### YOUR GOAL
Reproduce every entry exactly, without alteration.

⁂

PR #3663, opened 2017-03-15
String decoding in remote connection

### LINKED ISSUE #3660: Python - remote connection - can't decode a string in py3
Am getting the following error:

```py
            if parsed_url.username:
                base64string = base64.b64encode('{0.username}:{0.password}'.format(parsed_url).encode())
>               request.add_header('Authorization', 'Basic {}'.format(base64string).decode())
E               AttributeError: 'str' object has no attribute 'decode'

../../../../miniconda3/envs/ap-webqa/lib/python3.6/site-packages/selenium/webdriver/remote/remote_connection.py:480: AttributeError
```

https://github.com/SeleniumHQ/selenium/blob/master/py/selenium/webdriver/remote/remote_connection.py#L480

I may be missing something, but isn't `'Basic {}'.format(base64string)` going to produce a string, which doesn't have a `decode` method.

@davehunt this was a recent change from you. What am I missing?

(I'm running selenium 3.3.1 with pytest-selenium 1.9.1 on python 3.6)

birdsarah:
Fixes #3660

### DIFF
--- a/py/selenium/webdriver/remote/remote_connection.py
+++ b/py/selenium/webdriver/remote/remote_connection.py
@@ -64,7 +64,6 @@ class Request(url_request.Request):
         return self._method
 
 
-
 class Response(object):
     """
     Represents an HTTP response.
--- a/py/test/unit/selenium/webdriver/remote/test_remote_connection.py
+++ b/py/test/unit/selenium/webdriver/remote/test_remote_connection.py
@@ -77,7 +77,7 @@ def test_remote_connection_adds_connection_headers_from_get_remote_connection_he
         mock_open = mocker.patch('urllib2.OpenerDirector.open')
 
     def assert_header_added(request, timeout):
-        assert request.headers == test_headers  
+        assert request.headers == test_headers
         return MockResponse()
 
     mock_open.side_effect = assert_header_added


birdsarah:
@davehunt, agree this was cumbersome to test.

If my code split out is really undesirable, should it be straight forward to just do the very small fix to the code and rework the tests now I figured out all the mocking.

But, it seems to me that _request needs breaking up into smaller methods to allow for easier unit testing, so I figured I might as well start down that path.

Putting the header addition on the Request class seemed reasonable, but also see the first commit where I just made it a method on RemoteConnection - in case that's preferable.

py/selenium/webdriver/remote/remote_connection.py
```diff
@@ -472,12 +488,7 @@ def _request(self, method, url, body=None):
             else:
                 request = Request(url, data=body.encode('utf-8'), method=method)
 
-            request.add_header('Accept', 'application/json')
-            request.add_header('Content-Type', 'application/json;charset=UTF-8')
-
-            if parsed_url.username:
-                base64string = base64.b64encode('{0.username}:{0.password}'.format(parsed_url).encode())
-                request.add_header('Authorization', 'Basic {}'.format(base64string).decode())
+            request.add_remote_connection_headers(parsed_url)
```
davehunt: I like the idea of splitting this out. We could take it a step further though and remove the duplication from lines 450-458. Perhaps a `get_remote_connection_headers` that takes the URL and a boolean for `keep_alive`? It's also fine if you want to push this to a later date.

py/test/unit/selenium/webdriver/remote/test_remote_connection.py
```diff
@@ -15,21 +15,59 @@
...
+    parsed_url = parse.urlparse(url)
+    cleaned_url = parse.urlunparse((
+        parsed_url.scheme,
+        parsed_url.hostname,
+        parsed_url.path,
+        parsed_url.params,
+        parsed_url.query,
+        parsed_url.fragment)
+    )
+    request = Request(cleaned_url)
```
davehunt: What's the reason for the `cleaned_url`. Can we not just use the original `url` here?

birdsarah:
Sorry for delay - will look at your suggestions this evening..

py/test/unit/selenium/webdriver/remote/test_remote_connection.py
birdsarah: fixed

birdsarah:
Ready! I factored out the other headers declaration so there's no duplication. Please note the following:
* The non keep-alive headers will now also have the user agent `"User Agent": "Python http auth"`
* The keep-alive headers no longer have the header `method: parsed_url.path` which I don't believe is a valid, or used, header value.

davehunt:
Thanks @birdsarah!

⁂

### TASK RESULT
PR #3663, opened 2017-03-15
String decoding in remote connection

### LINKED ISSUE #3660: Python - remote connection - can't decode a string in py3
Am getting the following error:

```py
            if parsed_url.username:
                base64string = base64.b64encode('{0.username}:{0.password}'.format(parsed_url).encode())
>               request.add_header('Authorization', 'Basic {}'.format(base64string).decode())
E               AttributeError: 'str' object has no attribute 'decode'

../../../../miniconda3/envs/ap-webqa/lib/python3.6/site-packages/selenium/webdriver/remote/remote_connection.py:480: AttributeError
```

https://github.com/SeleniumHQ/selenium/blob/master/py/selenium/webdriver/remote/remote_connection.py#L480

I may be missing something, but isn't `'Basic {}'.format(base64string)` going to produce a string, which doesn't have a `decode` method.

@davehunt this was a recent change from you. What am I missing?

(I'm running selenium 3.3.1 with pytest-selenium 1.9.1 on python 3.6)

birdsarah:
Fixes #3660

### DIFF
--- a/py/selenium/webdriver/remote/remote_connection.py
+++ b/py/selenium/webdriver/remote/remote_connection.py
@@ -64,7 +64,6 @@ class Request(url_request.Request):
         return self._method
 
 
-
 class Response(object):
     """
     Represents an HTTP response.
--- a/py/test/unit/selenium/webdriver/remote/test_remote_connection.py
+++ b/py/test/unit/selenium/webdriver/remote/test_remote_connection.py
@@ -77,7 +77,7 @@ def test_remote_connection_adds_connection_headers_from_get_remote_connection_he
         mock_open = mocker.patch('urllib2.OpenerDirector.open')
 
     def assert_header_added(request, timeout):
-        assert request.headers == test_headers  
+        assert request.headers == test_headers
         return MockResponse()
 
     mock_open.side_effect = assert_header_added


birdsarah:
@davehunt, agree this was cumbersome to test.

If my code split out is really undesirable, should it be straight forward to just do the very small fix to the code and rework the tests now I figured out all the mocking.

But, it seems to me that _request needs breaking up into smaller methods to allow for easier unit testing, so I figured I might as well start down that path.

Putting the header addition on the Request class seemed reasonable, but also see the first commit where I just made it a method on RemoteConnection - in case that's preferable.

py/selenium/webdriver/remote/remote_connection.py
```diff
@@ -472,12 +488,7 @@ def _request(self, method, url, body=None):
             else:
                 request = Request(url, data=body.encode('utf-8'), method=method)
 
-            request.add_header('Accept', 'application/json')
-            request.add_header('Content-Type', 'application/json;charset=UTF-8')
-
-            if parsed_url.username:
-                base64string = base64.b64encode('{0.username}:{0.password}'.format(parsed_url).encode())
-                request.add_header('Authorization', 'Basic {}'.format(base64string).decode())
+            request.add_remote_connection_headers(parsed_url)
```
davehunt: I like the idea of splitting this out. We could take it a step further though and remove the duplication from lines 450-458. Perhaps a `get_remote_connection_headers` that takes the URL and a boolean for `keep_alive`? It's also fine if you want to push this to a later date.

py/test/unit/selenium/webdriver/remote/test_remote_connection.py
```diff
@@ -15,21 +15,59 @@
...
+    parsed_url = parse.urlparse(url)
+    cleaned_url = parse.urlunparse((
+        parsed_url.scheme,
+        parsed_url.hostname,
+        parsed_url.path,
+        parsed_url.params,
+        parsed_url.query,
+        parsed_url.fragment)
+    )
+    request = Request(cleaned_url)
```
davehunt: What's the reason for the `cleaned_url`. Can we not just use the original `url` here?

birdsarah:
Sorry for delay - will look at your suggestions this evening..

py/test/unit/selenium/webdriver/remote/test_remote_connection.py
birdsarah: fixed

birdsarah:
Ready! I factored out the other headers declaration so there's no duplication. Please note the following:
* The non keep-alive headers will now also have the user agent `"User Agent": "Python http auth"`
* The keep-alive headers no longer have the header `method: parsed_url.path` which I don't believe is a valid, or used, header value.

davehunt:
Thanks @birdsarah!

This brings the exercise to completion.